Now 3, Judah still doesn’t believe in forever and keeps trying to find a work-around for death. “Maybe Daddy is at that hotel where I saw him once? Maybe he’s in California?” He’s frustrated that he can’t see his father, though one night when he was lying in bed I told him he could talk to him whenever he likes.
He was quiet for a moment and then called upward, “Daddy, how are you? Is it dark where you are?”
Judah’s memories of his father may fade, but for now he enjoys them. Every time he passes a McDonald’s he says, “I went there with my daddy, right?” Or when he plays with a favorite toy: “My daddy gave that to me, right?” He has his paternal memories to cherish and I have my co-parental ones. Neither of us would have wanted to forgo them.
WHEN Judah isn’t trying to knock down the daddy problem, he often talks philosophy. He says casually to a friend of my mother’s, “You know, we’re all going to die.” He wants to know the feasibility of the two of us dying together. “I’m going to come see you when I die,” he tells me. A budding scientist, he asks about what people’s faces look like when they die and where they go. I say I don’t really know.
I assure him that he and I won’t die for a very long time. Once, he heard me on the phone to a girlfriend exclaiming, “I could have died then and there!” and he went white.

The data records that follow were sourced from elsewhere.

PR #370, opened 2021-09-13
Oak-9566 | Improve Index Stats

nit0906:
* Show all indexes (not just the ones recently opened)
* Show Additional info such as hasPropertyIndex and hasHiddenOakLibsMount
* Show lastUpdatedTimestamp

### DIFF
--- a/oak-lucene/src/main/java/org/apache/jackrabbit/oak/plugins/index/lucene/LuceneIndexInfoProvider.java
+++ b/oak-lucene/src/main/java/org/apache/jackrabbit/oak/plugins/index/lucene/LuceneIndexInfoProvider.java
@@ -141,17 +141,13 @@ public class LuceneIndexInfoProvider implements IndexInfoProvider {
 
     private static void checkIfHiddenNodesExists(NodeState idxState, LuceneIndexInfo info) {
         // Check for hidden oak libs mount node that has indexed content for read only repo in composite store
+        // Also check for hidden property index node :property-index - present in case of hybrid indexes
         info.hasHiddenOakLibsMount = false;
+        info.hasPropertyIndexNode = false;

“Mommy, don’t say that,” he shrieked. “Don’t say that!”
I wondered how Judah would react when he heard about Swimmy’s death and asked John to let me know. A few hours later he reported that when he told the children what had happened, one volunteered that her grandmother had died. Another said he had a fish that died, a very old fish. The class agreed that Swimmy had been an old fish, too. And Judah said, “My daddy died.”
Later, another child approached Judah and asked in a worried voice, “Your daddy died?”
Judah nodded.
“Does that mean he’s not coming back?”
Judah put his hand on the other child’s shoulder. “Yes, but it’s O.K.,” he said. “I’m alive. You’re alive. Want to play?”
Victoria Rosner, a writer and English professor, lives in New York City.